| WHAT IS NEEDED |
Which of the lines in the data below contain the string "False"? Copy each of them.

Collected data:
PR #57, opened 2016-03-22
Use udev to determine if a drive is removable on GNU/Linux

jviotti:


scripts/linux.sh
```diff
@@ -22,12 +22,12 @@ for disk in $DISKS; do
...
-  removable=`lsblk -d $device --output RM | ignore_first_line | trim`
-
-  if [[ "$removable" == "1" ]]; then
+  eval "`udevadm info --query=property --export --export-prefix=UDEV_ --name=$disk`"
+  if [[ "`lsblk -d $device --output RM | ignore_first_line | trim`" == "1" ]] || \
+     [[ "$UDEV_ID_DRIVE_FLASH_SD" == "1" ]] || \
+     [[ "$UDEV_ID_DRIVE_MEDIA_FLASH_SD" == "1" ]] || \
+     [[ "$UDEV_ID_BUS" == "usb" ]]
+  then
     echo "system: False"
```
agherzan: This error seems way to generic. Can you make it more detailed / descriptive? Same for True.

scripts/linux.sh
```diff
@@ -22,12 +22,12 @@ for disk in $DISKS; do
...
-  # by checking the removeable flag.
-  # There might be a better way in GNU/Linux systems.
-  removable=`lsblk -d $device --output RM | ignore_first_line | trim`
-
-  if [[ "$removable" == "1" ]]; then
+  eval "`udevadm info --query=property --export --export-prefix=UDEV_ --name=$disk`"
+  if [[ "`lsblk -d $device --output RM | ignore_first_line | trim`" == "1" ]] || \
+     [[ "$UDEV_ID_DRIVE_FLASH_SD" == "1" ]] || \
+     [[ "$UDEV_ID_DRIVE_MEDIA_FLASH_SD" == "1" ]] || \
+     [[ "$UDEV_ID_BUS" == "usb" ]]
```
agherzan: So you return False when is removable?

scripts/linux.sh
jviotti: What do you mean by error? I'm logging a property here. The output from this script is then parsed as a JavaScript object.

scripts/linux.sh
jviotti: I consider `system` drives to be non-removable drives. I got the "system" naming convention from somewhere else, I think another NodeJS module, but I see it causes some confusion. Maybe I can rename to `removable`?

agherzan: Uh. With this explanation this makes sense. You can either rename it or state this in a comment or so.

scripts/linux.sh
agherzan: Got it. I though it was just pure logging. All good

scripts/linux.sh
jviotti: Cool, I'm making a note to rename this property in a new pull request.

| RESULT OF THIS EXERCISE |
     echo "system: False"
agherzan: So you return False when is removable?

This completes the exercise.